Minimizing...

A friend asked me this math question (presumably popped out of QFT or something)

Consider a set of N elements: {a_i}
It is known that sum(a_i) = 0
and that sum(a_i²) = 1
What is the minimum of sum(a_i⁴)?

The AM-RMS/power mean inequality tells us that sqrt(sum(a_i⁴)/N) >= sum(a_i²)/N ->
sum(a_i⁴) >= 1/N, with equality iff the a_is are the same.

If N is even, then the a_is just alternate as +-1/sqrt(N)
If N is odd, then that trick doesn't work, since then the sum won't = 0.  Therein lies the problem.  It seems likely that the answer has (N+1)/2 of the a_is equaling one number, and the remainder equaling something else.  However, I haven't been able to prove that this is the optimal solution yet.
I tried brute forcing this for N=3, but after an hr of algebra... the answer is always 1/2, regardless of how I pick the a_is.

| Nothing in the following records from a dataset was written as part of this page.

PR #34, opened 2015-06-24
Dead code

dwick:
:eyeglasses: @ajacksified

### DIFF
--- a/src/models/link.es6.js
+++ b/src/models/link.es6.js
@@ -84,19 +84,15 @@ class Link extends Base {
 
   get thumbnail () {
     var props = this.props;
-    var thumbnailSrc = '/img/default.gif';
 
-    if (props.thumbnail) {
-      if (props.thumbnail === 'default' || props.thumbnail === 'self' || props.thumbnail === 'nsfw') {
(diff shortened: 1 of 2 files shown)


src/models/link.es6.js
```diff
@@ -82,23 +82,6 @@ class Link extends Base {
     );
   }
 
-  get thumbnail () {
-    var props = this.props;
-    var thumbnailSrc = '/img/default.gif';
-
-    if (props.thumbnail) {
-      if (props.thumbnail === 'default' || props.thumbnail === 'self' || props.thumbnail === 'nsfw') {
```
ajacksified: Thinking it through further, it might be best to have this return `undefined` in case the `props.thumbnail` property isn't a full URL to prevent some of this weirdness sneaking through.

dwick: wouldn't that result in a 404 anyway?

ajacksified: It would be a 404 unless you explicltly returned `undefined`, which would cause it to not load a thumbnail at all instead of attempting to load a `/default` or `/self` or `/nsfw` route.

dwick:
:haircut:

ajacksified:
:fish:

PR #35, opened 2015-06-24
Add PATCH method for comments and links.

curioussavage:
:eyeglasses: @ajacksified

### DIFF
--- a/src/endpoints/v1.es6.js
+++ b/src/endpoints/v1.es6.js
@@ -573,6 +573,38 @@ class APIv1Endpoint {
         } else {
           throw new ValidationError('Link', options.model, valid);
         }
+      },
+
+      patch: function(options={}) {
+        var uri = options.origin + '/api/editusertext';
+
+        if (!options.model) {
+          throw new NoModelError('/api/editusertext');
+        }
+        // api only supports updating selftext
+        options.model.set('selftext', options.changeSet);
+
+        var valid = options.model.validate();
+
+        if (valid) {
+          var json = options.model.toJSON();
+          options.form = {
+            api_type: 'json',
+            text: json.selftext,
+            thing_id: json.name,
+          }
+
+          return basePost(uri, options, this.request, (body) => {
+            if (body.json.errors.length === 0) {
+              var updatedLink = body.json.data.things[0].data;
+              return new Link(updatedLink).toJSON();
+            } else {
+              throw body.json.errors;
+            }
+          })
+        } else {
+          throw new ValidationError('Link', options.model, valid);
+        }
       }
     }, this);
   }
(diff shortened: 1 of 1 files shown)


src/endpoints/v1.es6.js
```diff
@@ -658,6 +690,38 @@ class APIv1Endpoint {
           defer.reject('Comment', options.model, valid);
           return defer.promise;
         }
+      },
+
+      patch: function(options={}) {
+        var uri = options.origin + '/api/editusertext';
+
+        if (!options.model) {
+          throw new NoModelError('/api/editusertext');
```
ajacksified: Should throw `api/comment` (comment being the missing model)

ajacksified:
you added a `patch` for comments, but not for selftext; those should be seperate APIs. (If you're copypasting code, create a function for the two to share.)

:nail_care:

curioussavage:
unfortunately the both use this endpoint: https://www.reddit.com/dev/api#POST_api_editusertext

src/endpoints/v1.es6.js
curioussavage: in the constructor for noModelError the variable seems to imply the endpoint is what should be supplied

curioussavage:
:nail_care:

curioussavage:
oops :haircut:

src/endpoints/v1.es6.js
curioussavage: I do think it might be nice if it actually specified the model that was not supplied

src/endpoints/v1.es6.js
```diff
@@ -903,6 +911,43 @@ class APIv1Endpoint {
...
   }
 
+  updateCommentOrLink (options) {
+    var uri = options.origin + '/api/editusertext';
+
+    if (!options.model) {
+      throw new NoModelError('/api/editusertext');
+    }
+    // api only supports updating selftext
+    var prop = options.model.get('selftext') ? 'selftext' : 'body';
```
ajacksified: It would be safer and more clear to check if `options.model._type === 'Link'` or `'Comment'` instead of checking `selftext`, which could be an empty string.

src/endpoints/v1.es6.js
```diff
@@ -903,6 +911,43 @@ class APIv1Endpoint {
...
+             return new Link(updatedThing).toJSON();
+           } else {
+             return new Comment(updatedThing).toJSON();
+           }
+        } else {
+          throw body.json.errors;
+        }
+      })
+    } else {
+      throw new ValidationError('Link', options.model, valid);
```
ajacksified: The error thrown should be `options.model._type` instead of `'Link'`

ajacksified:
> they both use this endpoint

I know :(

:nail_care:

curioussavage:
:haircut:

ajacksified:
:fish:

curioussavage:
a09ffcbb43384b98e09744b3cab31099e6a47b09

PR #37, opened 2015-06-30
edit: fix check for model type

curioussavage:
:eyeglasses: @ajacksified 

looks like I missed this somehow.


ajacksified:
:fish:

PR #38, opened 2015-07-01
add del endpoint to comment and link

curioussavage:
:eyeglasses: @ajacksified


ajacksified:
:fish: - make sure to test this in old browsers, some don't like using `delete` as a property name, since it's a keyword. (we might end up having to change it to `del` or something)

curioussavage:
So far looks good on all the browsers. Looks like babel only references it using bracket notation, shouldn't that always work?

Anyways. removed the callbacks too per our conversation yesterday :haircut:

ajacksified:
Squash and :fish:

PR #40, opened 2015-07-21
Fix response handling and request for POST message

curioussavage:
:eyeglasses: @danehansen @dwick

### DIFF
--- a/src/endpoints/v1.es6.js
+++ b/src/endpoints/v1.es6.js
@@ -966,8 +966,8 @@ class APIv1Endpoint {
             options.form.from_sr = json.fromSr;
           }
 
-          if (json.catpcha) {
-            options.form.captcha = json.catpcha;
+          if (json.captcha) {
+            options.form.captcha = json.captcha;
           }
 
           if (json.iden) {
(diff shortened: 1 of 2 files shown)


src/endpoints/v1.es6.js
```diff
@@ -983,11 +983,17 @@ class APIv1Endpoint {
           }
 
           return basePost(uri, options, this.request, (body) => {
-            if (body) {
+            if (body.json.data) {
```
dwick: this scares me a little, sure there are no edge cases?

src/endpoints/v1.es6.js
```diff
@@ -983,11 +983,17 @@ class APIv1Endpoint {
...
               return new Message(message).toJSON();
+            } else if (body.json.captcha) {
+              return body.json;
+            } else if (body.json.errors.length){
+              throw body.json.errors;
             } else {
-              return null;
+              // for successful new messages in compose
+              // no data is returned
+              return 'success';
```
dwick: returning `null` seems better than a string that is never used.

dwick:
:nail_care:

curioussavage:
:haircut: 

added validators too

src/models/message.es6.js
```diff
@@ -4,7 +4,23 @@ class Message extends Base {
...
+        return Base.validators.minLength(this.get('subject'), 1) &&
+               Base.validators.maxLength(this.get('subject'), 100);
+      }.bind(message),
+      to: function() {
+        return Base.validators.minLength(this.get('subject'), 1);
+      }.bind(message),
+    };
   }
-};
+}
```
dwick: nit: `;`

dwick:
nit, but :fish:.  we should also figure out how to have proper status codes at some point instead of 200ing all the things

PR #43, opened 2015-08-25
Add options to load one or many links by id

ajacksified:
`options.query.id=fullname` or `options.query.ids=[fullname, ...]` for links.get

:eyeglasses: @curioussavage or @dwick


curioussavage:
lgtm :fish:

PR #51, opened 2015-10-19
Disable server cache

ajacksified:
:eyeglasses: @dwick or @curioussavage 

Also a notifaction for @spladug


dwick:
:fish:

spladug:
sorry to butt in, but i found this code really hard to understand.  the function name, `cacheCheck` doesn't tell me what the meaning of its return value is and so the boolean flippage was really confusing to follow. maybe a name like `isCacheable` would help?

ajacksified:
Sure, renaming makes sense - I'll follow up with a PR shortly.

PR #57, opened 2015-11-03
Do not delete the `subreddit` prop from comments

ajacksified:
I believe it was originally removed to save data dumped in the json of a comments page, but it's necessary in many cases (such as user activity), and can be removed in the view layer instead.

:eyeglasses: @curioussavage


curioussavage:
:fish:

PR #59, opened 2015-11-04
Add API logging capabilities

ajacksified:
Add request log if your `debuglevel` is `info`.

:eyeglasses: @curioussavage 

(Sorry for the mess, also cleaned up a little whitespace.)

### DIFF
--- a/src/endpoints/v1.es6.js
+++ b/src/endpoints/v1.es6.js
@@ -47,19 +47,30 @@ function processMeta(headers) {
 
 const TIMEOUT = 5000;
 
-function returnGETPromise (options, formatBody) {
- return new Promise(function(resolve, reject) {
+function returnGETPromise (options, formatBody, log) {
+  return new Promise(function(resolve, reject) {
+    let time = Date.now();
+
+    log('requesting', 'GET', options.uri, options);
+
     let sa = superagent
-      .get(options.uri)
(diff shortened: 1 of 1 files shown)


src/endpoints/v1.es6.js
```diff
@@ -144,9 +155,20 @@ class APIv1Endpoint {
     });
   }
 
+  log (state, method, uri, options, status, err, duration) {
+    if (this.config.debugLevel === 'info') {
```
umbrae: I guess we don't have integer equivalents for `>=` comparisons of debug level? Do we have a "debug" level for `debugLevel`? If so, shouldn't this also still run?

ajacksified: Yeah... I suppose I should use an enum instead.

curioussavage:
is there a pr for restcache too?

ajacksified:
Correct. It may also make sense to log cache hits/misses as well, so maybe I'll follow up with one in restcache eventually too.

src/endpoints/v1.es6.js
ajacksified: Right now, it's all string based - I'll make a separate PR whereupon I overhaul the logging system.

curioussavage:
:fish:

PR #60, opened 2015-11-09
Don't follow API redirects; return a 404 instead

ajacksified:
:eyeglasses: @curioussavage 

Sometimes the API decides to send back a 302 instead of a 404; for example, unfound subs will redirect you to the search page. This kills the client.


curioussavage:
:fish:

PR #62, opened 2015-11-18
Configurable timeout

ajacksified:
Send `timeout: Xms` in the constructor's configuration object to
configure the API timeout (`timeout: 5000` is default.)

:eyeglasses: @curioussavage


curioussavage:
:fish:

PR #2217, opened 2023-02-05
[Docker] add ntp to docker version

techfreaque:
requires PR in commons -> [ClockSync] add support for linux root users and docker


techfreaque:
Closed as ntp is not working in docker

PR #2223, opened 2023-02-10
[Optimizer] fix shuffle runs on runs less than select size

techfreaque:


octobot/strategy_optimizer/strategy_design_optimizer.py
```diff
@@ -733,7 +733,9 @@ async def _generate_and_store_backtesting_runs_schedule(self):
     def shuffle_and_select_runs(runs, select_size=None) -> dict:
         shuffled_runs = list(runs.values())
         random.shuffle(shuffled_runs)
-        selected_runs = shuffled_runs if select_size is None else shuffled_runs[:select_size]
+        selected_runs = (shuffled_runs 
+                         if (select_size is None or select_size <= len(shuffled_runs)) 
+                         else shuffled_runs[:select_size])
```
ruidazeng, line 738: The updated `shuffle_and_select_runs` function introduces a logic error, the if condition selects all runs when `select_size` is `None` or less than or equal to the number of runs, which means it ignores the `select_size` limit in cases where it should apply.

ruidazeng (changes requested):

octobot/strategy_optimizer/strategy_design_optimizer.py
techfreaque: Hi @ruidazeng 
oh I see, I changed it from <= to >=

ruidazeng (approved):

octobot/strategy_optimizer/strategy_design_optimizer.py
ruidazeng: @Herklos Is this something merge-able?

GuillaumeDSM:
to reopen if relevant

PR #2245, opened 2023-02-24
[Python3.10] upgrade to python 3.10

techfreaque:
Using it since a while without any issues. (restart and stop worked every single time, since we discussed it)

edit:
I changed this PR so it will only include the docker file changes and is on top of the other PR wich adds support for python 3.8, 3.9 and 3.10


Herklos:
Integrated in https://github.com/Drakkar-Software/OctoBot/pull/2327

PR #2246, opened 2023-02-24
[Optimizer] allow multi exchange backtests and handle settings fallbacks

techfreaque:
if the api receives a list of "exchange_ids" and/or a list of "data_files" it will optimize on multi exchanges.
Should behave the same way as before if "data_files" is a string and not a list and if no "exchange_ids" list is provided

requires:
https://github.com/Drakkar-Software/OctoBot-Trading/pull/847
https://github.com/Drakkar-Software/OctoBot-Backtesting/pull/172
https://github.com/Drakkar-Software/OctoBot-Tentacles/pull/865


octobot/strategy_optimizer/optimizer_settings.py
```diff
@@ -21,72 +21,142 @@
...
+        self.start_timestamp = settings_dict.get(
+            enums.OptimizerConfig.START_TIMESTAMP.value, None
+        )
+        self.end_timestamp = settings_dict.get(
+            enums.OptimizerConfig.END_TIMESTAMP.value, None
+        )
+        self.required_idle_cores = int(
+            settings_dict.get(enums.OptimizerConfig.IDLE_CORES.value)
+            or constants.OPTIMIZER_DEFAULT_REQUIRED_IDLE_CORES
+        )
```
ruidazeng, line 68: I think using `or` when assigning default values from `settings_dict` can cause incorrect defaults when valid falsy values (e.g., `0`, `False`) are provided. It might be better to change this to:
```python
self.required_idle_cores = int(
    settings_dict.get(
        enums.OptimizerConfig.IDLE_CORES.value,
        constants.OPTIMIZER_DEFAULT_REQUIRED_IDLE_CORES
    )
)
```

ruidazeng (changes requested):

octobot/strategy_optimizer/optimizer_settings.py
techfreaque: Hi @ruidazeng 
I see, I have removed those changes.

ruidazeng: @Herklos is this something merge-able? trying to backlog all the pull requests for OctoBot :))

GuillaumeDSM: @ruidazeng Thank you but we can see the open pull requests on the OctoBot repos, can you please not do this?

PR #2249, opened 2023-02-24
[Optimizer] properly handle multiple and single options

techfreaque:
You will need to adapt private optimizer code:
for ConfigTypes.MULTIPLE_OPTIONS to work properly (multiple-options user inputs), the strategy design config generated by the frontend needs to pass the config "type": ConfigTypes.MULTIPLE_OPTIONS.value  (config_element[self.CONFIG_TYPE] == ConfigTypes.MULTIPLE_OPTIONS.value)

all other ConfigTypes are supported to set via "type" as well, but should not be saved/sent via api as we can infer them still

### DIFF
--- a/octobot/strategy_optimizer/strategy_design_optimizer.py
+++ b/octobot/strategy_optimizer/strategy_design_optimizer.py
@@ -53,6 +53,7 @@ class ConfigTypes(enum.Enum):
     NUMBER = "number"
     BOOLEAN = "boolean"
     OPTIONS = "options"
+    MULTIPLE_OPTIONS = "multiple-options"
     UNKNOWN = "unknown"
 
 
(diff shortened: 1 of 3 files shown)


octobot/strategy_optimizer/strategy_design_optimizer.py
```diff
@@ -825,7 +832,26 @@ def _get_all_possible_values(self, start, stop, step):
...
+            
+    def _generate_possible_multiple_options_values(
+        self,
+        possible_values: list,
+        config_element_values,
+        parent_values: list = [],
+    ):
+        for combineable_value in config_element_values:
+            if combineable_value not in parent_values:
+                new_parent_values = parent_values + [combineable_value]
```
ruidazeng, line 844: Would it be better if we have something like this instead?

```python
def _generate_possible_multiple_options_values(
    self,
    possible_values: list,
    config_element_values,
    parent_values: Optional[list] = None,
):
    if parent_values is None:
        parent_values = []
    # rest of the code...
```

ruidazeng: Using a mutable default argument like `parent_values=[]` can lead to unintended side effects because the same list instance is shared across all calls to the function.

techfreaque: Hi @ruidazeng 
ah I see thanks, I changed it

ruidazeng: Awesome! @Herklos is this something merge-able?

JamesonDiamond1 (approved):
@JamesonDiamond1

GuillaumeDSM:
to reopen if relevant

PR #2299, opened 2023-03-29
Gpt req

GuillaumeDSM:


Herklos (approved):

octobot/backtesting/octobot_backtesting.py
```diff
@@ -235,6 +237,7 @@ def check_remaining_objects(self):
 
         for obj, max_ref in expected_max_objects_references.items():
             if objects_references[obj][0] > max_ref:
+                o = objects_references[obj][1][0]
```
Herklos, line 240: Is it used somewhere ?

GuillaumeDSM: 😮 
removing it

PR #2301, opened 2023-03-30
[Orders] add update_type to channel

GuillaumeDSM:
requires https://github.com/Drakkar-Software/OctoBot-Trading/pull/884

### DIFF
--- a/octobot/logger.py
+++ b/octobot/logger.py
@@ -314,13 +314,13 @@ async def orders_callback(
         cryptocurrency: str,
         symbol: str,
         order: dict,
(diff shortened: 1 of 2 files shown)


octobot/logger.py
```diff
@@ -314,13 +314,14 @@ async def orders_callback(
         cryptocurrency: str,
         symbol: str,
         order: dict,
+        update_type: str,
```
Herklos, line 317: Should we remove is_new?

Herklos (approved):

PR #2325, opened 2023-05-02
python 3.10 update

GuillaumeDSM:


.github/workflows/docker.yml
```diff
@@ -49,7 +49,7 @@ jobs:
         id: wait-for-tentacles
         with:
           token: ${{ secrets.AUTH_TOKEN }}
-          checkName: "ubuntu-latest - Python 3.8 - upload tentacles"
+          checkName: "ubuntu-latest - Python 3.10 - upload tentacles"
```
Herklos, line 52: I think we will need to check if it's still the name after the migration

Herklos (approved):

Herklos (changes requested):

Herklos (approved):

I dunno lol, this is trickier than it looks.  I think Lagrange multipliers are probably the thing to try, but I hate calculus so I cba to work it out atm :P.  Here's what I get numerically in mathematica:


n  | min
--------------------------------------------------------------------
2  | 0.49999999999999999999999998707530292885894258013424 = 1/2
3  | 0.49999999999999999999999998707530292885894258013424 = 1/2
4  | 0.24999999999999999999999998707530292885894258013425 = 1/4
5  | 0.23333333333333333333333332207448610691712331425027 = 7/30
6  | 0.16666666666666666666666666092235685727064114672633 = 1/6
7  | 0.15476190476190476190476189980890293645614806358886 = 13/84
8  | 0.15833333333333333333333332814909373035342030158718 = 19/120 (should be 1/8)
9  | 0.11666666666666666666666665540781944025045664758361 = 7/60
10 | 0.09999999999999999999999999172819387446972325128590 = 1/10
11 | 0.09393939393939393939393938663984785433003126215405 = 31/330
12 | 0.08333333333333333333333332758902352393730781339299 = 1/12
13 | 0.07875457875457875457875457362416994522082621919912 = 43/546
14 | 0.07142857142857142857142856720826218085189961800301 = 1/14
15 | 0.06785714285714285714285713904831376107598226239058 = 19/280
16 | 0.06646825396825396825396825031374621111412151941437 = 67/1008 (should be 1/16)
17 | 0.05964052287581699346405228463942455072362360671260 = 73/1224
18 | 0.05555555555555555555555555300252897360176643558207 = 1/18
19 | 0.05321637426900584795321637192644483685522992523848 = 91/1710
20 | 0.04999999999999999999999999793204846861743081282147 = 1/20


f[p_, n_] := Sum[x[i]^p, {i, n}]
g[n_] := NMinimize[{f[4, n], f[1, n] == 0, f[2, n] == 1}, Array[x, n], WorkingPrecision -> 50][[1]]

The function NMinimize[] is unreliable (the answers for 8 and 16 are wrong at least), but the exact function Minimize[] is too slow to use. I could only double-check up to N=7, but no further.  The rest of the even ones are correct anyway.  It's interesting that they all seem to be rational, though.